You can also use the Dashboard Status Tile in combination with exposures to display if there have been any upstream test or freshness errors directly in a Looker, Tableau, Mode or Sigma dashboard.
With Synq
Automatically infer lineage from all your BI assets and dbt so you don’t have to manually maintain exposures. Synq can also be configured to alert downstream users in Slack if there are issues upstream of their dashboards.
Testing workflows for scaling teams
dbt is no longer only being used by startups. Large companies such as Nasdaq use it to build business critical data. But using dbt for larger data teams (>30) creates a unique set of challenges
- You’ll start experiencing alert fatigue in Slack as issues happen all the time
- Too many failing tests and making it hard to know which ones to pay attention to
- An explosion of assets and dependencies across the data modelling and BI layer make the lineage impossible to use
Tag issues that are under investigation
If you’ve known issues and are waiting for upstream teams to fix the underlying problem, you can mark these tests as “under-investigation” to avoid being notified of issues you’re already aware of over and over again.
models:
- name: stg_customers
description: All customers
columns:
- name: customer_id
description: Unique identifier for customer
tests:
- unique
tags:
- under-investigation
You can then run these tests in a separate job so you’re not blind to them and can monitor if they get worse over time, but also don’t get distracted by them in your production run.
dbt test --exclude tag:under-investigation
With Synq
Segment all your data assets by tag, type or owner to monitor the parts of your stack that matters to you
Monitor long failing tests
Long failing tests are akin to the broken window theory. Start ignoring one for too long and you’ll have dozens of failing tests nobody cares about.
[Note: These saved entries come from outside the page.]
PR #12363, opened 2022-02-23
new goechargerapiv2 binding

ranzen84:
# Title

new goechargerapiv2 binding

# Description

This Binding reads and writes data from the [Go-eCharger](https://go-e.co/) HOME+ and HOMEfix with API version 2 (Hardware version 3).
The HOME+ is a mobile wallbox for charging EVs, HOMEfix is a mounted wallbox and they have an open REST API for reading and writing data and configuration.

Signed-off-by: Reinhard Plaim <reinhardplaim@gmail.com>

### DIFF
--- a/bundles/org.openhab.binding.goechargerapiv2/NOTICE
+++ b/bundles/org.openhab.binding.goechargerapiv2/NOTICE
@@ -1,0 +1,13 @@
+This content is produced and maintained by the openHAB project.
+
+* Project home: https://www.openhab.org
+
+== Declared Project Licenses
+
+This program and the accompanying materials are made available under the terms
+of the Eclipse Public License 2.0 which is available at
+https://www.eclipse.org/legal/epl-2.0/.
+
+== Source Code
+
+https://github.com/openhab/openhab-addons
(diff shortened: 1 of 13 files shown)


jlaur:
@ranzen84 - a few initial questions: Why did you create a new binding when there's already an existing binding? Wouldn't it be possible to extend the existing binding to support the new API v2? Will a new binding be needed for each new API/hardware revision? I don't think "api" should be part of a binding name since it denotes a technical detail not relevant to users. Probably not "v2" either as it simply denotes a specific revision of the API, which again should probably not be of much concern to users.

lsiepel (commented):
Did my first review, but i'm still a freshmen here :-)
I think you should also fix the PR title to: [goeChargerapiv2] Initial binding.  And also consider to remove the apiv2 part of the name. If you can look into the failed build and signoff someone more rights should review.

I'm also wondering if this is tested, is there a community thread? Did you have discussion with the other go-charger binding developer Samuel Brucksch?  Why not integrate both?

ranzen84:
Thank you for your reply. I think you are right, I will get in contact with Samuel Brucksch and will try to integrate the adaptions for API v2 to the existing binding. There are some differences/breaking changes but it should be able to handle this.

PR #12349, opened 2022-02-22
[plugwiseha] Add and enhance channels

lsiepel:
1. Add Zone => cooling_allowed channel (r/w)
2. Add Zone => regulation_control channel (r/w)
3. Fix documentation mistake=> preheating_allowed channel is r/w
4. Changed Zone => scene channel from read-only to r/w.
5. Minor codestyle improvements

No configuration or other changes needed for the end-user.

PR #12366, opened 2022-02-24
[plugwiseha] Fix bug introduced with #12349

lsiepel:
Sorry @lolodomo i should have paid more attention to your comment about the StringType returning null in my previous PR. I thought it was fine. When testing i had no problems, but after some user feedback we discovered some situations that it does lead to a problem.


bundles/org.openhab.binding.plugwiseha/src/main/java/org/openhab/binding/plugwiseha/internal/handler/PlugwiseHABridgeHandler.java
```diff
@@ -175,12 +175,16 @@ private void run() {
         } catch (PlugwiseHAUnauthorizedException | PlugwiseHANotAuthorizedException e) {
             updateStatus(OFFLINE, CONFIGURATION_ERROR, STATUS_DESCRIPTION_INVALID_CREDENTIALS);
         } catch (PlugwiseHACommunicationException e) {
+            this.logger.trace("Bridge encountered an error {} {}", e.getMessage(), e.getStackTrace());
```
lolodomo, line 178: To log stack trace:
`this.logger.trace("Bridge encountered an error {}", e.getMessage(), e);`
Same for others.

lolodomo (changes requested):

bundles/org.openhab.binding.plugwiseha/src/main/java/org/openhab/binding/plugwiseha/internal/handler/PlugwiseHABridgeHandler.java
lsiepel: Fixed

lolodomo (approved):
LGTM

PR #1375, opened 2016-11-01
Hotfix

Mr-Eskildsen:

PR #12367, opened 2022-02-24
[openthermgateway] Add support for Ventilation/Heat Recovery units 

### LINKED ISSUE #11202: [openthermgateway] Add support for Ventilation/Heat Recovery and Solar Boiler units

andrewfg:
Continues from  #11203 (i.e. closes #11203)
Resolves #11202 

As discussed with @fwolter and @ArjenKorevaar


bundles/org.openhab.binding.openthermgateway/src/main/java/org/openhab/binding/openthermgateway/handler/OpenThermGatewayHandler.java
```diff
@@ -108,184 +102,186 @@ public void handleCommand(ChannelUID channelUID, Command command) {
...
+            logger.debug("Starting OpenThermGateway connector");
+
+            autoReconnect = true;
 
-            connector = new OpenThermGatewaySocketConnector(this, conf.ipaddress, conf.port);
+            connector = new OpenThermGatewaySocketConnector(this, config);
 
             Thread thread = new Thread(connector, "OpenTherm Gateway Binding - socket listener thread");
             thread.setDaemon(true);
             thread.start();
```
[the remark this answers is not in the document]
lolodomo: Scheduler should only handle short time thread. If your thread is a long time thread, it must not be started by scheduler (as it will lock an entry in the thread pool.
Also note that the thread pool name does not respect our convention.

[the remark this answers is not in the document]
fwolter: You could do `new NamedThreadFactory("binding-xyz")` to create a custom thread. This way, the thread will be automatically named correctly.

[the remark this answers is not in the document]
andrewfg: Done

andrewfg:
@fwolter apropos your https://github.com/openhab/openhab-addons/pull/11203#discussion_r815459410 .. it is nevertheless still a little bit different in the case of this binding.. 
- In `hdpowerview` the Thing state is set in two steps 1) to 'UNKNOWN' when `initialize()` is called, and 2) to 'ONLINE' when it receives the first data from the Bridge.
- In `openthermgateway` the Thing state can be set directly in one step when `initialize()` is called and the Bridge 'ONLINE' then the state is also 'ONLINE' (reason is that the Things are more tightly coupled with the Bridge), and it is wrong to set the Thing to 'UNKNOWN' can only be 'ONLINE' or 'BRIDGE:ERROR'..

fwolter:
OK, but the framework should manage to set the child Things' states correctly, also in this case. The LCN binding sets the child Things to ONLINE in `initialize()` directly and the automatism works correctly. See https://github.com/openhab/openhab-addons/blob/923f720a5c256613fbefb4d4bae7634732a14d87/bundles/org.openhab.binding.lcn/src/main/java/org/openhab/binding/lcn/internal/LcnModuleHandler.java#L143

andrewfg:
> the framework should manage to set the child Things' states correctly, also in this case

Ok, I will try this tomorrow.

andrewfg:
Note: I am also going to implement some lessons about socket exception handling that I learned while writing the code for #12356

andrewfg:
@fwolter apropos https://github.com/openhab/openhab-addons/pull/12367#issuecomment-1053650055 I have made the requested changes, and confirm that it works :)

andrewfg:
@fwolter as this PR is a _'breaking change'_ I would like to add whatever I can to ameliorate the migration for users. To be specific the change is as follows..
- **Prior Version**: there is just one single Thing which combines the functionality of the OpenThermGateway communication tasks (functions you would expect of a Bridge), and the Boiler (functions you would expect of a Thing)
- **New Version**: the communication functions have been moved to the OpenThermGateway Bridge, the Boiler functions have been moved to the Boiler Thing, and the Ventilation/Heat-pump have been added in a new Ventilation/Heat-pump Thing.

So the Thing and Item definitions have to be migrated as shown below.

@fwolter I am wondering if there are "automations" in the framework that would simplify such migration? e.g. Dynamic Thing/Channel/Item creation? Unfortunately I don't really know enough about this topic myself.

**Old Thing and Item Definition**
```
Thing openthermgateway:otgw:XXX [ ipaddress="192.168.1.100", port=8000, connectionRetryInterval=60 ]
----
Number:Temperature Boiler_DHW_Temperature "Boiler DHW Temperature [%.1f %unit%]" <temperature> {"openthermgateway:otgw:XXX:dhwtemp"}
```
**New Thing and Item Definition**
```
Bridge openthermgateway:openthermgateway:XXX "OpenTherm Gateway" @ "Kitchen" [ipaddress="192.168.1.100", port=20108, connectionRetryInterval=60] {
    Thing boiler viessmann "Boiler" @ "Kitchen"
}
-----
Number:Temperature Boiler_DHW_Temperature "Boiler DHW Temperature [%.1f %unit%]" <temperature> {channel="openthermgateway:boiler:XXX:viessmann:dhwtemp"}
```

andrewfg:
IMHO there are still bugs in this code => converting back to DRAFT

andrewfg:
@fwolter do you have any idea why I get the following compiler warning ?? (Google did not help me) I think it is not a big deal because it builds and runs anyway..

```
[WARNING] G:\git\andrewfg\openhab-addons\bundles\org.openhab.binding.openthermgateway\pom.xml [0:0]: Export org.openhab.binding.openthermgateway.handler,  has 1,  private references [org.openhab.binding.openthermgateway.internal]
```

andrewfg:
Yesterday I made some further commits as follows..
1. remove all (but the last one) compiler warnings
2. fix code style warnings
3. removed duplicate OpenthermgatewayBindingConstants class (removed 'legacy' version)
4. removed xml thing descriptions for 'legacy' `otgw` thing
5. added a chapter in ReadMe to explain how users should migrate from legacy `otgw` thing to new `openthermgateway` bridge resp. `boiler` thing

=> So I am again now ready to re-request your @fwolter review. :) i.e. changing from DRAFT to active PR

@fwolter in order to make your re-review a bit easier, I summarise the take-overs from your prior review of #11203 as follows..

A) @fwolter #11203 review change requests that **WERE** implemented
- Checkstyle code analysis: => all issues resolved
- TSP / FHB channels: => closed as agreed
- ReadMe chapter on TSP / FHB: => chapter moved as requested
- Thing status updated by the framework: => resolved as discussed in this and other bindings
- verifyTspFhbChannels method name: => fixed as requested
- logger.info() message: => logger.info() moved to logger.debug()
- Number:Dimensionless: reverted to Number:time as requested (and I agree with you)

B) @fwolter #11203 review change requests that were **NOT** implemented
- Channel name 'vh_' prefixes: => not changed because, as @ArjenKorevaar says (and I agree), the 'Channel' names should match the 'Data-Object` names already previously published in the OpenTherm Specification documents.
- Channel labels: NOT changed because (as above) names / descriptions should match the 'Data-Object` names / descriptions already previously published in the OpenTherm Specification documents.
- logger.debug(): => NOT moved to debugger because, as @ArjenKorevaar says (and I agree), the debug messages are sometimes needed to help users with problems on the public fora
- Ventilation Enabled vs. ON / OFF: NOT changed because ENABLED is indeed a different state than ON / OFF
- Converting Channels to Properties: NOT implemented, because you said you won't insist, and because it would require a major re-work of the binding and risks breaking something else (I checked this)

bundles/org.openhab.binding.openthermgateway/src/main/java/org/openhab/binding/openthermgateway/handler/BaseDeviceHandler.java
```diff
@@ -54,15 +53,8 @@ public BaseDeviceHandler(Thing thing) {
 
     @Override
     public void initialize() {
-        Bridge bridge = getBridge();
-
-        if (bridge == null) {
-            updateStatus(ThingStatus.OFFLINE, ThingStatusDetail.BRIDGE_UNINITIALIZED);
```
jlaur: I think this is still needed in case thing is configured without bridge, but in this case it should be offline with **CONFIGURATION_ERROR**. Please see #12331.

andrewfg: I thought that @fwolter was saying that the framework takes care not to initialize the things if a bridge is a) offline, b) wrongly configured, or c) missing. Or??

jlaur: I don't remember any such statement about c) missing? Could be tested by simply creating a things file with a thing not assigned to any bridge. In the linked PR he did not remove the check for bridge being null.

bundles/org.openhab.binding.openthermgateway/src/main/resources/OH-INF/thing/openthermgateway.xml
```diff
@@ -0,0 +1,18 @@
...
+	xmlns:thing="https://openhab.org/schemas/thing-description/v1.0.0"
+	xsi:schemaLocation="https://openhab.org/schemas/thing-description/v1.0.0 https://openhab.org/schemas/thing-description-1.0.0.xsd">
+	<bridge-type id="openthermgateway">
+		<label>OpenTherm Gateway</label>
+		<description>OpenTherm Gateway</description>
+		<channels>
+			<channel id="sendcommand" typeId="sendcommand"/>
+		</channels>
+		<properties>
+			<property name="version">2.1.4</property>
```
ArjenKorevaar, line 13: Could you update the version number of the binding ? I use this when providing support as bindings don't otherwise seem to have their own version number. I moved to major 2 with the introduction of bridge and separate things, so the next version number would be 2.2.0

ArjenKorevaar: Otherwise LGTM, thanks for the effort you've put into completing this PR

andrewfg: Ok.

bundles/org.openhab.binding.openthermgateway/src/main/java/org/openhab/binding/openthermgateway/handler/BaseDeviceHandler.java
andrewfg: Ok.

ArjenKorevaar (approved):

bundles/org.openhab.binding.openthermgateway/src/main/java/org/openhab/binding/openthermgateway/handler/OpenThermGatewayHandler.java
```diff
@@ -108,183 +101,184 @@ public void handleCommand(ChannelUID channelUID, Command command) {
...
-                    logger.debug("Received update for channel '{}': {}", channelId, state);
-                    updateState(channelId, state);
-                }
+    private void connectionStateChangedTask(ConnectionState state) {
+        if (this.state != state) {
+            this.state = state;
+
+            switch (state) {
+                case INITIALIZING:
+                    updateStatus(ThingStatus.UNKNOWN, ThingStatusDetail.NONE, "Initializing");
```
jlaur, line 168: Please provide i18n text for this as well as next two strings below.

bundles/org.openhab.binding.openthermgateway/src/main/java/org/openhab/binding/openthermgateway/handler/OpenThermGatewayHandler.java
```diff
@@ -108,183 +101,184 @@ public void handleCommand(ChannelUID channelUID, Command command) {
...
+                    break;
+                case DISCONNECTED:
+                    updateStatus(ThingStatus.OFFLINE, ThingStatusDetail.NONE, "Disconnected");
+                    autoReconnect();
+                    break;
+                case CONNECTING:
+                    updateStatus(ThingStatus.UNKNOWN, ThingStatusDetail.NONE, "Connecting");
```
jlaur, line 175: What could be the reason for this ConnectionState? Initially **UNKNOWN** is correct, but if this can happen later because device is offline and we now need to reconnect, **OFFLINE** would be more appropriate. Didn't check how it's used.

jlaur (changes requested):
Looks good, just a few comments. Also: Can you regenerate i18n texts?

bundles/org.openhab.binding.openthermgateway/src/main/java/org/openhab/binding/openthermgateway/handler/OpenThermGatewayHandler.java
andrewfg: > Can you regenerate i18n texts?

Sorry but what do you mean by this?

bundles/org.openhab.binding.openthermgateway/src/main/java/org/openhab/binding/openthermgateway/handler/OpenThermGatewayHandler.java
andrewfg: This is a callback which is called several times during the various stages of establishing a TCP socket connection to the gateway device. 

I suppose one could argue that if the Bridge is not specifically ONLINE then it is _per definition_ OFFLINE. In that case the switch `case CONNECTED` could return ONLINE and the switch `default` case should return OFFLINE. So in other words the switch statement could be simplified to the following. PS also removes the need for special i18n texts :)

```
            switch (state) {
                case CONNECTED:
                    cancelAutoReconnect();
                    break;
                case DISCONNECTED:
                    autoReconnect();
                    // fall through
                default:
            }
```

andrewfg: ^
Probably the following is even better than the above..
```
            switch (state) {
                case CONNECTED:
                    cancelAutoReconnect();
                    break;
                case DISCONNECTED:
                    updateStatus(ThingStatus.OFFLINE, ThingStatusDetail.COMMUNICATION_ERROR);
                    autoReconnect();
                    break;
                case CONNECTING:
                case INITIALIZING:
                    updateStatus(ThingStatus.INITIALIZING);
            }
```

andrewfg: Actually `case DISCONNECTED` can occur both a) if there was a real communication error and b) if the Bridge was disabled by the framework; so strictly in the latter case, `ThingStatusDetail.COMMUNICATION_ERROR` is not correct a correct statement; but I think it doesn't really matter because the framework will set 'ThingStatusDetail.DISABLED' immediately afterwards. Or ??

bundles/org.openhab.binding.openthermgateway/src/main/java/org/openhab/binding/openthermgateway/handler/OpenThermGatewayHandler.java
jlaur: Simply to move the texts to the i18n file so they could be translated. But from comment below seems like it will not be needed. :)

bundles/org.openhab.binding.openthermgateway/src/main/java/org/openhab/binding/openthermgateway/handler/OpenThermGatewayHandler.java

The best solution for this is to monitor long failing tests and dedicate time to fixing them.
In dbt you can search the logs for a failing test to go through the most recent handful of runs and understand if a test has just started failing or if it’s a systematic issue that needs fixing at the root cause.
With Synq
Track all your tests in one place. Sort by downtime and filter by domain or owner to make the right teams accountable.
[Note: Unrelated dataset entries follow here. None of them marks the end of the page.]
PR #7625, opened 2020-05-13
Don't limit serial port options

wborn:
When serial port options are limited it is only possible to configure discovered ports.
RXTX discovery only detects standard serial ports.
The serial transport adds undiscovered ports to 'gnu.io.rxtx.SerialPorts' so this way users do not need to manually configure it.
RFC2217 ports cannot be detected so if the ports are limited it is not possible to configure these using UIs.

Related to:

* https://github.com/openhab/openhab-core/issues/1029
* https://github.com/openhab/openhab-core/issues/1462

PR #12370, opened 2022-02-24
[novafinedust] Fix RFC2217 serial port in configuration

### LINKED ISSUE #12369: [novafinedust] Broken if RFC2217 ports (serial over ethernet) is used in port config
See: https://github.com/openhab/openhab-core/issues/2798

I will provide a workaround here.

t2000:
Fixes #12369


wborn (approved):
Very good! They should also not be limited because ports with custom names created using udev rules are also not discovered, see #7625.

Deteriorating test failure results
You may have a test failure on an important data model, but you know it’s safe to ignore as it’s just 2 unimportant mismatched employee IDs. But what happens if the test starts to deteriorate and you start seeing hundreds of failing rows? You’d risk missing that until a stakeholder notifies you that something looks off.
dbt console logs show you how many rows are failing a test.
Use dbt debugging logs to play close attention to failing tests. While you may tolerate a few duplicate accounts in your revenue data, you’ll want to know about it before stakeholders if that becomes thousands overnight.
With Synq
Analyse the magnitude of failing over time in one unified interface over time
Conclusion
In this post we’ve explored how to extend your dbt workflows to build reliable data at scale
- Making alerts actionable with ownership and importance
- Analyse your metadata
- Map downstream dependencies with exposures
- Implement testing workflows for scaling teams
For more details, we recommend diving into the dbt docs. Happy modelling.